WORKMEN made an eerie discovery in Upton, the Gazette reported 25 years ago: they found four human skeletons when they broke into a brick-lined vault.

"One of the bodies was clad in a metal-studded leather jerkin and the grave is thought to date from around the 1750s. The discovery was made as the men were laying sewage pipes to serve the information and heritage centre being built at the town's Pepperpot, the ornate tower which is all that remains of the former parish church.

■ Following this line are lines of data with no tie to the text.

PR #386, opened 2016-09-03
Use Bresenham's line algorithm to emplace the element into the sparse grid

markwal:
Don't merge this (obviously).  It's for discussion.

@BagelOrb 

So here's an attempt to use Bresenham's line algorithm to populate the sparse grid.  This doesn't color as much of the grid as the algorithm it replaces since that one appears to do the full triangle that is the left/lower half of the grid rectangle containing the line.  Is that intentional?

It seems to work better for printers with (0,0) at the center than the algorithm it replaces.

My first rough implementation assumed it should start the error half way through the cycle (just simple div by 2) and it appeared to "work" as well.  I don't know how precise this needs to be at emplacing the element, but this current attempt tries to pick the "pixels" that actually contain the line, but errs on coloring too many pixels, not sure that's correct for the purpose.  Do you have a moment to attempt to enlighten me?

### DIFF
--- a/src/utils/SparseLineGrid.h
+++ b/src/utils/SparseLineGrid.h
@@ -10,6 +10,7 @@
 #include "intpoint.h"
 #include "SparseGrid.h"
 #include "SVG.h" // debug
+#include "logoutput.h"
 
 namespace cura {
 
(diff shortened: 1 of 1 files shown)


BagelOrb:
I think you misunderstood my algorithm. It colours every pixel through
which the line goes. Bresenhams algorithm colours less than all pixels
through which the line goes so that the line will look thinner.
See http://i.stack.imgur.com/j19KD.png

Maybe this post is helpful:
http://stackoverflow.com/questions/24679963/precise-subpixel-line-drawing-algorithm-rasterization-algorithm

I couldn't find an algorithm which did 'my algorithm' in the image above,
and i thought it would be faster to just think of it myself. Figures that I
made some mistake somewhere.

The sparse grid classes have some debugging functions which produce an svg
in an HTML, so u can look which cells are actually included.

Op 3 sep. 2016 10:55 schreef "Mark Walker" <notifications@github.com>:

markwal:
Ah.  That is helpful.  Ok, I'll take another tack.

PR #388, opened 2016-09-05
SparseGridLine for negative coordinates

markwal:
@BagelOrb ok, this attempt is with a better understanding of the algorithm and the intent.  Hopefully.

There are a couple of changes here.  For handling the negative coordinate space, there are two things needed: one is that nearest_next_y is one cell away in y_dir when y_dir matches the sign of cell_y (or at y == 0).  In particular, sometimes it needs to be -1, but the max with 0 always defeated.

The other thing is that if the real corresponding_x has a fraction in the negative x, it can end up off by one.  This is because the algorithm always walks left to right and assumes that truncation would always back off, but in the negative space, will advance.  This wouldn't happen if we walked in the direction of the sign of x, but that wouldn't work for lines that cross the line x=0, so there's a bit of messy fixing that off by one.

But...  having to compute whether there is a modulo makes it not that hard to also pick up the case where the line crosses precisely at the cell corner, so I did that too.  This fix is in two places, one when computing x_cell_end and then again when deciding whether to advance x_cell_start by one.

### DIFF
--- a/src/utils/SparseLineGrid.h
+++ b/src/utils/SparseLineGrid.h
@@ -86,20 +86,16 @@ void SGI_THIS::insert(const Elem &elem)
         // nearest y coordinate of the cells in the next row
         coord_t nearest_next_y = SparseGrid<ElemT>::toLowerCoord(cell_y + ((nonzero_sign(cell_y) == y_dir || cell_y == 0) ? y_dir : coord_t(0)));
         grid_coord_t x_cell_end; // the X coord of the last cell to include from this row
-        coord_t corresponding_x; // the x coordinate corresponding to nearest_next_y
-        bool is_corresponding_x_whole; // does the real corresponding x not have a fractional portion
         if (y_diff == 0)
         {
-            is_corresponding_x_whole = false;
-            corresponding_x = end.X;
             x_cell_end = end_cell.X;
         }
         else
         {
             coord_t area = (end.X - start.X) * (nearest_next_y - start.Y);
-            is_corresponding_x_whole = ((area % y_diff) == 0);
-            corresponding_x = start.X + area / y_diff;
-            x_cell_end = SparseGrid<ElemT>::toGridCoord(corresponding_x + ((corresponding_x < 0) && !is_corresponding_x_whole));
+            // corresponding_x: the x coordinate corresponding to nearest_next_y
+            coord_t corresponding_x = start.X + area / y_diff;
+            x_cell_end = SparseGrid<ElemT>::toGridCoord(corresponding_x + ((corresponding_x < 0) && ((area % y_diff) != 0)));
             if (x_cell_end < start_cell.X)
             { // process at least one cell!
                 x_cell_end = x_cell_start;
--- a/src/utils/SparseLineGrid.h
+++ b/src/utils/SparseLineGrid.h
@@ -50,7 +50,7 @@ protected:
 
     /*! \brief Accessor for getting locations from elements. */
     Locator m_locator;
-    grid_coord_t sign(grid_coord_t z);
+    grid_coord_t nonzero_sign(grid_coord_t z);
 };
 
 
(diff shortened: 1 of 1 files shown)


markwal:
I think this addresses https://github.com/Ultimaker/Cura/issues/894

BagelOrb:
Reviewing this right now...

src/utils/SparseLineGrid.h
```diff
@@ -50,6 +50,7 @@ class SparseLineGrid : public SparseGrid<ElemT>
 
     /*! \brief Accessor for getting locations from elements. */
     Locator m_locator;
+    grid_coord_t sign(grid_coord_t z);
```
BagelOrb: This would be a nice candidate to go into utils/math.h, but I can also do that.

The general form is:
```
template <typename T> int sgn(T val)
{
    return (T(0) < val) - (val < T(0));
}
```

src/utils/SparseLineGrid.h
```diff
@@ -76,22 +77,29 @@ void SGI_THIS::insert(const Elem &elem)
...
 
     grid_coord_t y_dir = (y_diff >= 0)? 1 : -1;
     grid_coord_t x_cell_start = start_cell.X;
     for (grid_coord_t cell_y = start_cell.Y; cell_y * y_dir <= end_cell.Y * y_dir; cell_y += y_dir)
     { // for all Y from start to end
-        coord_t nearest_next_y = SparseGrid<ElemT>::toLowerCoord(cell_y + std::max(coord_t(0), y_dir)); // nearest y coordinate of the cells in the next row
+        // nearest y coordinate of the cells in the next row
+        coord_t nearest_next_y = SparseGrid<ElemT>::toLowerCoord(cell_y + ((sign(cell_y) == y_dir || cell_y == 0) ? y_dir : coord_t(0)));
         grid_coord_t x_cell_end; // the X coord of the last cell to include from this row
+        coord_t corresponding_x;
```
BagelOrb: `// the x coordinate corresponding to nearest_next_y`

src/utils/SparseLineGrid.h
```diff
@@ -76,22 +77,29 @@ void SGI_THIS::insert(const Elem &elem)
...
+        bool is_corresponding_x_whole;
```
BagelOrb: What is this variable exactly?
Please comment the meaning in the code.

BagelOrb:
A few minor points, but never mind those.

I'm ready to merge this.

Going to test it first...

src/utils/SparseLineGrid.h
markwal: My implementation gives +1 output for 0 input which is more useful for this case, but I think your general form is more common.  So maybe I should call it something else when it doesn't return 0 as the sign of 0?

BagelOrb:
Testing failed.

```
    line_grid.insert(std::make_pair<Point, Point>(Point(160, 190), Point(220, 170)));
```

This line still hits the assert, probably because it ends in a cell corner.

You should run `SparseLineGrid<int,int>::debugTest();` from somewhere.

src/utils/SparseLineGrid.h
BagelOrb: Ah ok. Yes please.
Maybe something like "nonzero_sign" ?

markwal:
Huh. I did... But I just remembered, I had made a flag in it that turned off the assert so I could get all the drawings and I forgot about it when I got all the drawings I was looking at to look right. :-p

markwal:
Dang it.  That one is a regression from trying to remove the TODO about precise corner crossing.  I leave the x_cell_end one short when it hits precisely so the next row can get it and have adjacent cells connected only by their corner.

But perhaps this is wrong since the precise point on the line is actually in that next box, so a -45 degree angle should actually be a stair case like this:

```
XXOO
OXXO
OOXX
```

Because if you ask what cell contains the point on the line that is precisely at the corner you get the upper right box (in the positive quadrant).  So maybe your TODO wasn't actually a TODO.  It's correct to keep those extra cells that overlap on each row, right?  At least for negative slope lines in the positive quadrant.  positive slope 45 degrees that crosses the cell corners correctly looks like this:

OOOX
OOXO
OXOO
XOOO

Because the intersection point is contained in the cell above and to the right of the point.

markwal:
So now it's really only down to two tweaks:

1. nearest_next_y gets advanced by one (+y_dir) when y's sign matches y_dir or when cell_y is 0 (because that row is double wide).
2. going left to right in -x space means that a fractional corresponding_x at the boundary means you need another cell. (in +x you already have the cell to the right because the boundaries are on the left).

Sorry about wasting your time with the test I should have caught.

BagelOrb:
No problem. Everyone makes mistakes ;)

I've also fixed the visualization of cells around the origin.

I've merged your fix to 2.3 and to master.

Thanks for your work!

"We had already found similar vaults which had been filled in,' said Mr Fred Smith from Malvern Hills District Council's technical services department.

"When we came across this one we assumed it would be the same, but when we removed the brickwork - there they were.' "The wooden felt-covered coffins containing the bodies had totally rotted away and all that remained were a number of ornate rusted handles."

The county archivist, Mr Jan Roberts, who was called to the scene, tried to read the family name on the one remaining coffin plate, but it disintegrated when he touched it. He dismissed the find as "a typical middle class family vault", which was "of no interest at all".

The vault measured eight fett by six feet and was six feet high with a barrel-shaped roof. The bodies lay side by side facing east and the bones were yellowed and calcified.

Police were called, but the coroner accepted Mr Roberts's assesment that there was nothing sinister of of hisottical; value about the find, and the tomb was re-sealed.